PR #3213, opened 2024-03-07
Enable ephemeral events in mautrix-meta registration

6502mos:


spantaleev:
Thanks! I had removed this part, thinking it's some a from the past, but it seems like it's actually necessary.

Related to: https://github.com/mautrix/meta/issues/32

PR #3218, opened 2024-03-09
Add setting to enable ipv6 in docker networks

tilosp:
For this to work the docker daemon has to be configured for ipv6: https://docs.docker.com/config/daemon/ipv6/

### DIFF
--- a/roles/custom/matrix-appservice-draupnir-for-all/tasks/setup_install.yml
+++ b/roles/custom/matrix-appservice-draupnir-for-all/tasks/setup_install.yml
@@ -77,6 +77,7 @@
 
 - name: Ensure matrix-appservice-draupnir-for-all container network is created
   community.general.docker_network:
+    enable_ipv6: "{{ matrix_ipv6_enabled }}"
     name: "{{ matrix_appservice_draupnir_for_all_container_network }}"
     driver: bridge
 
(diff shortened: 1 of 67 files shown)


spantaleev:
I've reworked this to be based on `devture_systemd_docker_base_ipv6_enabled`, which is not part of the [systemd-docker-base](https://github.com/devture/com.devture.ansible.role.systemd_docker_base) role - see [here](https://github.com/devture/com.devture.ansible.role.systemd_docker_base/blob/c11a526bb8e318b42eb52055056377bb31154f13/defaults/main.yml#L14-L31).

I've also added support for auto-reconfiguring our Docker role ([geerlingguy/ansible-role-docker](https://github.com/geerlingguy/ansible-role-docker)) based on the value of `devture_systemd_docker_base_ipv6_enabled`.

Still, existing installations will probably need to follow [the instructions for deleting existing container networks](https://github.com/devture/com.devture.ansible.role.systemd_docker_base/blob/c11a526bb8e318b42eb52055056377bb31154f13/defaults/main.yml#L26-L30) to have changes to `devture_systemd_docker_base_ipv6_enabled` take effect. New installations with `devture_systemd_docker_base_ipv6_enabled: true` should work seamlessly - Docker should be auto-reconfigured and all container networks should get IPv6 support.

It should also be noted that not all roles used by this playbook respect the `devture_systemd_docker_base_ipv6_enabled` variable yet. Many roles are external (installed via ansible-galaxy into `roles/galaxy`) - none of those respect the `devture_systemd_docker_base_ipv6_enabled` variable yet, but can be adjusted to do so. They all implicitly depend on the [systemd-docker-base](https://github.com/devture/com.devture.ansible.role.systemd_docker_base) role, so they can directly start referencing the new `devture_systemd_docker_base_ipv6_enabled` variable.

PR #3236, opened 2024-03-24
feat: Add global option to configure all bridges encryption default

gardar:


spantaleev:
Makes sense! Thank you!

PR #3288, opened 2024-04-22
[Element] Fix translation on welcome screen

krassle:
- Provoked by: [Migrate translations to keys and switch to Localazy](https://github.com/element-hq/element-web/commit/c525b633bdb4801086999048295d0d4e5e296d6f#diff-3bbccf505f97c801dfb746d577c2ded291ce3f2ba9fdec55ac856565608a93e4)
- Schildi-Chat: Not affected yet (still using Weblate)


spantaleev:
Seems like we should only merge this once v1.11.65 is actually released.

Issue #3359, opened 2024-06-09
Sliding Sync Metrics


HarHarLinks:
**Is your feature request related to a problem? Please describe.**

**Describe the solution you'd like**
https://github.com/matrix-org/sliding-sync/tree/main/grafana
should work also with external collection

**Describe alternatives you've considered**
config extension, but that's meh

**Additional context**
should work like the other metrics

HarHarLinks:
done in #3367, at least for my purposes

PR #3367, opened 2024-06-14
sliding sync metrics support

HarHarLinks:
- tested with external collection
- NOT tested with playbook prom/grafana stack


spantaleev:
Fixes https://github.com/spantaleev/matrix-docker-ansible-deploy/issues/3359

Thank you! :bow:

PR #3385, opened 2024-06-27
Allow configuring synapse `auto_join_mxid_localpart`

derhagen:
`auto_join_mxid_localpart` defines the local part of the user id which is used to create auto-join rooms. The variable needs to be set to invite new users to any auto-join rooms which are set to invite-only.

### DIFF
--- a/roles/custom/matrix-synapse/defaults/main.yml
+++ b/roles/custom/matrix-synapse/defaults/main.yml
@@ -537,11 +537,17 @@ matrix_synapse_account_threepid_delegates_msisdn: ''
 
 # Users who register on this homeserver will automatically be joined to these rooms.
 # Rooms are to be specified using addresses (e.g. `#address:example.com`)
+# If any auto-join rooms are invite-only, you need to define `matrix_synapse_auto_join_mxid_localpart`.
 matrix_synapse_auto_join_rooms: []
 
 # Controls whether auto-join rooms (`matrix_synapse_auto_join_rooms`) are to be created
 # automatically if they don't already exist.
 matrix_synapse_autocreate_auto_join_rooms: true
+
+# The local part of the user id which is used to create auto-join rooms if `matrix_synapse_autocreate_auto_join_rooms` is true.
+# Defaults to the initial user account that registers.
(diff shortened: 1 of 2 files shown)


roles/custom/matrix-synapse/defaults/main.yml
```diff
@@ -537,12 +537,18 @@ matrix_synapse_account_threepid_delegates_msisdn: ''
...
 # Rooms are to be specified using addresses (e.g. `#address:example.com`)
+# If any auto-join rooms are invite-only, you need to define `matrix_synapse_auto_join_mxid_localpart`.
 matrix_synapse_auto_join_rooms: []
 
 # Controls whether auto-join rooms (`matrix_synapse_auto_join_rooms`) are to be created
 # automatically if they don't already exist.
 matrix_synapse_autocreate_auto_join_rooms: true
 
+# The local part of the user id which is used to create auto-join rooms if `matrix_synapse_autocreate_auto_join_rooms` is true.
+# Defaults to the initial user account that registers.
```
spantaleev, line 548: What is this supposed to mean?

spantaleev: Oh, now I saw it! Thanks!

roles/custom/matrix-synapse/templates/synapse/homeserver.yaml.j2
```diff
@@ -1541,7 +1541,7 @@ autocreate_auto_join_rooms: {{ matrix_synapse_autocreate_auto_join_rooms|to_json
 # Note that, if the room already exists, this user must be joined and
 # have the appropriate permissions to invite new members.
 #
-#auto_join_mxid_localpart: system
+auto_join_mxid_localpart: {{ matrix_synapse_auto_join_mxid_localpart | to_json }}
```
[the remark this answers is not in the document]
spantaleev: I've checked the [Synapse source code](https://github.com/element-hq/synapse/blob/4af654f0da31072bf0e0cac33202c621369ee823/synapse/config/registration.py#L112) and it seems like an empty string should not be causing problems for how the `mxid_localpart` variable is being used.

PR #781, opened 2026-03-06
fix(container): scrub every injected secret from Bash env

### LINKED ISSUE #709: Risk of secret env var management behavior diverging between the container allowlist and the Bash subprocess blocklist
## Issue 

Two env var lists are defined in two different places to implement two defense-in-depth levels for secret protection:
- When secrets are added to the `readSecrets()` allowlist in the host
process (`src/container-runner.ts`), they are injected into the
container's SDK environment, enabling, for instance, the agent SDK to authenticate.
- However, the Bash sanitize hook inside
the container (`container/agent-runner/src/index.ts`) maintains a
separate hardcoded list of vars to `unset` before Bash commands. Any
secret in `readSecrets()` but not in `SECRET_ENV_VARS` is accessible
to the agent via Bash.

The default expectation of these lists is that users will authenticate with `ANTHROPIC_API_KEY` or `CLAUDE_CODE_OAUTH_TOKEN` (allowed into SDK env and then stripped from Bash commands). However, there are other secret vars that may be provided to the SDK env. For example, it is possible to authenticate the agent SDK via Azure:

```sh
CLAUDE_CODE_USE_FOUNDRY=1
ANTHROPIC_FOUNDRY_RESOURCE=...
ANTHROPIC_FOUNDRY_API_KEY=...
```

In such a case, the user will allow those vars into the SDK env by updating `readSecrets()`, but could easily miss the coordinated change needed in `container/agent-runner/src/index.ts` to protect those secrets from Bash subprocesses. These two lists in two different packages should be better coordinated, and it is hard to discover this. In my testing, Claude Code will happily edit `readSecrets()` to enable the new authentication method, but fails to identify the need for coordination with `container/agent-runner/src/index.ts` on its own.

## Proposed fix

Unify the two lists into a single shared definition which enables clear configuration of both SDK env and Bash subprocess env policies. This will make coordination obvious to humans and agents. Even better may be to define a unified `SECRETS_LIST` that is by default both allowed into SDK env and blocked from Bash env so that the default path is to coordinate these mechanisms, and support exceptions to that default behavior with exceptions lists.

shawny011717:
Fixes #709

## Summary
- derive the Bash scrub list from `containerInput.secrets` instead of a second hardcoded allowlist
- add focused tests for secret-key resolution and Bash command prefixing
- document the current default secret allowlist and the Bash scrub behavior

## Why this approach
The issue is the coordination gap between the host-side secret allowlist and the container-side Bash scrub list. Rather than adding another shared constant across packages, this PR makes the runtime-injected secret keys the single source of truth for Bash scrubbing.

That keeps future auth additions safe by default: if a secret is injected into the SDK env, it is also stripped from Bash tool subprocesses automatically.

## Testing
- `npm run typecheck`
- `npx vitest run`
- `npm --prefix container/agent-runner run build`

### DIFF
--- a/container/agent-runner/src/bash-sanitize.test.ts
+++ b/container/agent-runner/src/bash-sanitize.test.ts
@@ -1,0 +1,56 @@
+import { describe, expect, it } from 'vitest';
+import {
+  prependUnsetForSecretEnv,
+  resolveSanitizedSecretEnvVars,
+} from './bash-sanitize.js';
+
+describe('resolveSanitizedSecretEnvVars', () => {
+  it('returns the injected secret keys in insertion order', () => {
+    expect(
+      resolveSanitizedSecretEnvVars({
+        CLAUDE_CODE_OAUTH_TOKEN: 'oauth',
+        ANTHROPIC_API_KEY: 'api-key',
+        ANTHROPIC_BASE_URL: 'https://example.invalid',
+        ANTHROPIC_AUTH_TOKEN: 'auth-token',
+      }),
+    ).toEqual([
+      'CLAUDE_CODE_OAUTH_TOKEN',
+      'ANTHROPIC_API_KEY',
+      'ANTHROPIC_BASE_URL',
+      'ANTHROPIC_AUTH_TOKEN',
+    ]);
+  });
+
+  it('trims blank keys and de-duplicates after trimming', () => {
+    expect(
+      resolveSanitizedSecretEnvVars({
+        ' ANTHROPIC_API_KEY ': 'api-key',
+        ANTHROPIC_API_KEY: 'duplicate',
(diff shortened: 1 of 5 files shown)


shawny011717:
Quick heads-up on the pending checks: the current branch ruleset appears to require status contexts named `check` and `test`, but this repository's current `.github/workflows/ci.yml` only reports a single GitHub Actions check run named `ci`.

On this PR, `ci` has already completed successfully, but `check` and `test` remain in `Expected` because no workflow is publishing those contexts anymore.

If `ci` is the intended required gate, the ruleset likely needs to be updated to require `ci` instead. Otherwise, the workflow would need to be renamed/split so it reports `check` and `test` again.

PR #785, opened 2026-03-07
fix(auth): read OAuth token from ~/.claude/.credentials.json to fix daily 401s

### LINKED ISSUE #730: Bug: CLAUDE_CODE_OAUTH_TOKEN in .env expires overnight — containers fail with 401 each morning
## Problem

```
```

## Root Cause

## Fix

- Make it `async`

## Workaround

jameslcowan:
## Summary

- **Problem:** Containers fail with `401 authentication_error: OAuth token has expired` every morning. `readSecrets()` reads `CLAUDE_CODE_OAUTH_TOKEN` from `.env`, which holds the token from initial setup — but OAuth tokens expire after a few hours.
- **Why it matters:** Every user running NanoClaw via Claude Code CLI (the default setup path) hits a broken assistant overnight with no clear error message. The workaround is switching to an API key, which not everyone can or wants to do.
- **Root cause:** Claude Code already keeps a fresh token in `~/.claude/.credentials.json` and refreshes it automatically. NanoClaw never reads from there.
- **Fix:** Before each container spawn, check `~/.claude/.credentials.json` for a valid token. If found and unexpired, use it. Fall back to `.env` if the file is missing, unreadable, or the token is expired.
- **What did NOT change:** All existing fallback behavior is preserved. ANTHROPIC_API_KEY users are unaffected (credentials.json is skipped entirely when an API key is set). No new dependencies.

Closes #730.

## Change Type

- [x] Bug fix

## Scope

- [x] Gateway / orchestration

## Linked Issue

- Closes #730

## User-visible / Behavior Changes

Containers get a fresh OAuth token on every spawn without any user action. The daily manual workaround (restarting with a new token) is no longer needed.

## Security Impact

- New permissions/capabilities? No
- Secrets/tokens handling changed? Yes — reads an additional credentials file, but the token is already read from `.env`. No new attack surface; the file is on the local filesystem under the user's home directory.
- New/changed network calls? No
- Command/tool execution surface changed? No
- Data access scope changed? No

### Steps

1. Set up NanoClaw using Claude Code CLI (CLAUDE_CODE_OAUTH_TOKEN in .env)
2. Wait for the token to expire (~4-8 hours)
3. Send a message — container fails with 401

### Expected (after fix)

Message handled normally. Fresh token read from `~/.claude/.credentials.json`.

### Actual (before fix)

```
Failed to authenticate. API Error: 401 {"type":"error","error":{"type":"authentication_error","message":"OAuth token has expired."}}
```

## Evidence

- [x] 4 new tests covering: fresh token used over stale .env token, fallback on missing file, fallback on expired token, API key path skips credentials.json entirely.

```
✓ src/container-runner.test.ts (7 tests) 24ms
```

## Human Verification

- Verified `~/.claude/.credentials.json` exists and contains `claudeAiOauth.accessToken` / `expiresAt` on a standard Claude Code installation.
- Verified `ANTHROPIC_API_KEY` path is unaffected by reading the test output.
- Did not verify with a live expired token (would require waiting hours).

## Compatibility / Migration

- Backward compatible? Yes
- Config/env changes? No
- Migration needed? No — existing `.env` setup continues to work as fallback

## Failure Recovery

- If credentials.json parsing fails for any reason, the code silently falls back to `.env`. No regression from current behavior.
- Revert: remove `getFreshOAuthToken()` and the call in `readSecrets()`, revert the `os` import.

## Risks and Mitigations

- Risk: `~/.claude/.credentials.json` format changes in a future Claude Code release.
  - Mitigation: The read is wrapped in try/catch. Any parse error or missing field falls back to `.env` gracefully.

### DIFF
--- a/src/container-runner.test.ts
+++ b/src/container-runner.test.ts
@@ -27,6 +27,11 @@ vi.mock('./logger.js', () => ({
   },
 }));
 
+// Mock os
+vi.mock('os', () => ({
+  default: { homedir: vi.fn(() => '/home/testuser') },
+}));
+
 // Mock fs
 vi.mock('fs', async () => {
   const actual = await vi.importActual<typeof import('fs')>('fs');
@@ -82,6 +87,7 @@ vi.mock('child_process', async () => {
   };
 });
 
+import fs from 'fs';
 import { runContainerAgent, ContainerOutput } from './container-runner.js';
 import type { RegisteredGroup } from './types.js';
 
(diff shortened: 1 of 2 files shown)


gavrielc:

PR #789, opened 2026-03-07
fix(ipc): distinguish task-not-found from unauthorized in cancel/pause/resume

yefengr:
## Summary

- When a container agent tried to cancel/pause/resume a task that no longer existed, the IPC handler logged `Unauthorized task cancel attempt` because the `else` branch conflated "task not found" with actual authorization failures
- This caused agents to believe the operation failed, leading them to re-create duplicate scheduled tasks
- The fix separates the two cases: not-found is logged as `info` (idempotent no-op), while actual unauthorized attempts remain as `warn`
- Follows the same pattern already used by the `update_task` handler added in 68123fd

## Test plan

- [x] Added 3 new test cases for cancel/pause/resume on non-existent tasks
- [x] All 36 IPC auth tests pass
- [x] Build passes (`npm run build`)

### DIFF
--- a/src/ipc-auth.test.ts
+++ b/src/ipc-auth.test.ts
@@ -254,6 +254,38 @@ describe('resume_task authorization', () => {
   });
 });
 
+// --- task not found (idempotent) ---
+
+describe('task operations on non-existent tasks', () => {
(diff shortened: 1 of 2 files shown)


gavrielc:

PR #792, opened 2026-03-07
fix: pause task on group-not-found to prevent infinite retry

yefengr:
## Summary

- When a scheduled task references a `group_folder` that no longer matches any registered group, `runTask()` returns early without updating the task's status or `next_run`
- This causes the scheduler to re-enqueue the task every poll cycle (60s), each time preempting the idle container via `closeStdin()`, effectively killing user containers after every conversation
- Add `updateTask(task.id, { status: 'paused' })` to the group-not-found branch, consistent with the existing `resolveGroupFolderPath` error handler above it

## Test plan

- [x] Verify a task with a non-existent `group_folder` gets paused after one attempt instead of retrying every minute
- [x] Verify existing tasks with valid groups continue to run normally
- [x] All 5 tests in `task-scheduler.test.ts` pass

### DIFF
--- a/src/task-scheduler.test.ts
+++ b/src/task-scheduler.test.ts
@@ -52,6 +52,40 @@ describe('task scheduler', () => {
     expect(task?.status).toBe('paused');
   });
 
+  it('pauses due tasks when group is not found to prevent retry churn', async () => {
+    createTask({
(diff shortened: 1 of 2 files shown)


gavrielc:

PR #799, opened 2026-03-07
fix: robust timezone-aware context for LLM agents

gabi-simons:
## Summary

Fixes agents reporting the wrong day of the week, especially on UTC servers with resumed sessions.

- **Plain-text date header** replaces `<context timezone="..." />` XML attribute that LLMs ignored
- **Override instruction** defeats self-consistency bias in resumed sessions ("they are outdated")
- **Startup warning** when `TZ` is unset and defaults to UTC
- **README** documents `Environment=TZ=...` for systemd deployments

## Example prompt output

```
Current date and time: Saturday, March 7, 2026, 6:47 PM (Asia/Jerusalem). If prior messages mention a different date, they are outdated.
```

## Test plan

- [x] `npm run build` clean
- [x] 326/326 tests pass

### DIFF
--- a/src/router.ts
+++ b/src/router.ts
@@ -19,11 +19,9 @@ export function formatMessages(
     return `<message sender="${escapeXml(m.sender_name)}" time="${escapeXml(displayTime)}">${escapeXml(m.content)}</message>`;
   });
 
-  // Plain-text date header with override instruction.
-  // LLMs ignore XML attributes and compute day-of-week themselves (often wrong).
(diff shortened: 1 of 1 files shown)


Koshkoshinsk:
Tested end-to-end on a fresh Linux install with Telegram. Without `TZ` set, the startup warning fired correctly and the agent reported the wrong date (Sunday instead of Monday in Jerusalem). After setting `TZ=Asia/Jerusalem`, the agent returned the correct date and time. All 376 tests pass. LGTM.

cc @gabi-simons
※ ※ ※
> [REQUIRED ACTION]: Give again, exactly and with nothing added, the lines running from the one that contains "themselves (often wrong)." to the last line of the material.

> [RESPONSE]:
-  // LLMs ignore XML attributes and compute day-of-week themselves (often wrong).
(diff shortened: 1 of 1 files shown)


Koshkoshinsk:
Tested end-to-end on a fresh Linux install with Telegram. Without `TZ` set, the startup warning fired correctly and the agent reported the wrong date (Sunday instead of Monday in Jerusalem). After setting `TZ=Asia/Jerusalem`, the agent returned the correct date and time. All 376 tests pass. LGTM.

cc @gabi-simons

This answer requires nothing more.